» Material to process
=== Begin Enclosure ===
PR #189, opened 2026-05-24
fix: poll arkd until ready instead of failing on first connection error

### LINKED ISSUE #188: `make regtest` sometimes fails because it talks to arkd before it's ready
when you run `make regtest`, it starts the arkd server and then immediately tries to talk to it. The trouble is that the server takes a few seconds to fully wake up after starting, and the old setup code only waited a fixed 3 seconds before asking it a single question. 

If the server wasn't ready in those 3 seconds, which happens on slower machines or on a fresh build, it would refuse the connection (the "connection reset by peer" error), and the whole command would give up instead of just waiting a little longer.

Image

Dunsin-cyber:
fixes #188

**before** 
go-sdk--startupp-err

**after**
go-sdk-startup-err-fixed

## Summary by CodeRabbit

* **Chores**
  * Enhanced test setup with improved service readiness verification and error reporting for better reliability.

[Review Change Stack](https://app.coderabbit.ai/change-stack/arkade-os/go-sdk/pull/189?utm_source=github_walkthrough&utm_medium=github&utm_campaign=change_stack)

### DIFF
--- a/test/docker/setup.go
+++ b/test/docker/setup.go
@@ -34,8 +34,9 @@ func setupArkd() error {
 	}
 
 	fmt.Println("waiting for arkd to be ready...")
-	url := fmt.Sprintf("%s/v1/admin/wallet/status", adminUrl)
-	status, err := getStatusWithRetry(adminHttpClient, url, 30, 2*time.Second)
+	status, err := waitForStatus(adminHttpClient, 30, 2*time.Second, func(*statusResp) bool {
+		return true
+	})
 	if err != nil {
 		return err
 	}
@@ -59,7 +60,7 @@ func setupArkd() error {
 	}
 
 	fmt.Println("getting wallet seed...")
-	url = fmt.Sprintf("%s/v1/admin/wallet/seed", adminUrl)
+	url := fmt.Sprintf("%s/v1/admin/wallet/seed", adminUrl)
 	seed, err := get[seedResp](adminHttpClient, url, "seed")
 	if err != nil {
 		return err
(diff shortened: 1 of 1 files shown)


ghost (approved):
## ✅ Approve — good improvement to test infra reliability

**Scope:** `test/docker/setup.go` only — test harness, no production SDK code, no protocol-critical paths, no public API changes. Safe to merge.

**What it does right:**
- Replaces the fragile `time.Sleep(3s)` + single-shot call with a proper retry loop (30 × 2s = 60s max)
- Makes `waitUntilReady` tolerant of transient connection errors instead of failing immediately
- Bounded retries instead of the old infinite `ticker` loop — prevents CI from hanging forever
- Clear logging on each retry attempt

**Minor suggestions (non-blocking):**

1. **Duplication between `getStatusWithRetry` and `waitUntilReady`** — these are nearly identical (same endpoint, same interval, same attempt count). `waitUntilReady` could call `getStatusWithRetry` internally and then check the `Initialized && Unlocked && Synced` fields, or both could share a common retry helper. Not blocking since this is test infra, but worth a quick cleanup.

2. **Unnecessary sleep after final attempt** — both functions `time.Sleep(interval)` after the last failed attempt before returning the error. Minor, but a `if i < attempts { time.Sleep(...) }` guard would shave 2s off failure cases.

3. **`waitUntilReady` drops the last error** (`setup.go:153`) — if all 30 attempts return HTTP errors, the error message is `"arkd wallet did not become ready after 30 attempts"` with no underlying cause. `getStatusWithRetry` correctly includes `lastErr` — `waitUntilReady` should do the same for debuggability.

None of these block merge. The core change is correct and meaningfully improves test reliability on slower machines.

ghost (approved):
✅ Re-reviewed after new commit `883a1e1c` ("fix: consolidate the funcs").

**Changes since last approval:** Merges the separate `getStatusWithRetry` and `waitUntilReady` into a single generic `waitForStatus(client, attempts, interval, readyFunc)`. Clean refactor, no behavioral regressions.

**Minor observation (non-blocking):**
- `test/docker/setup.go:135-136` — When `ready(status)` returns `false` (HTTP succeeded but predicate not satisfied), no progress log is emitted and the final error has no context about *why* it wasn't ready. Consider adding an else-branch log like `"arkd reachable but not ready yet (attempt %d/%d): initialized=%v unlocked=%v synced=%v"`. Not blocking since this is test infra only.

**Scope:** Test setup only. No protocol-critical code touched. LGTM.

🤖 Arkana

ghost (approved):
✅ Latest commit `1c146aab` adds the status-field logging I suggested — all prior feedback addressed. Still test-infra only, no protocol-critical paths. Good to merge.

🤖 Arkana

Dunsin-cyber:
hi @altafan , is this good to go?

louisinger:
I'm closing it, the current setup.sh is using polling.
=== End Enclosure ===
» Brief
Return only those lines of the records that contain the string "interval".

» Completed exercise
1. **Duplication between `getStatusWithRetry` and `waitUntilReady`** — these are nearly identical (same endpoint, same interval, same attempt count). `waitUntilReady` could call `getStatusWithRetry` internally and then check the `Initialized && Unlocked && Synced` fields, or both could share a common retry helper. Not blocking since this is test infra, but worth a quick cleanup.
2. **Unnecessary sleep after final attempt** — both functions `time.Sleep(interval)` after the last failed attempt before returning the error. Minor, but a `if i < attempts { time.Sleep(...) }` guard would shave 2s off failure cases.
**Changes since last approval:** Merges the separate `getStatusWithRetry` and `waitUntilReady` into a single generic `waitForStatus(client, attempts, interval, readyFunc)`. Clean refactor, no behavioral regressions.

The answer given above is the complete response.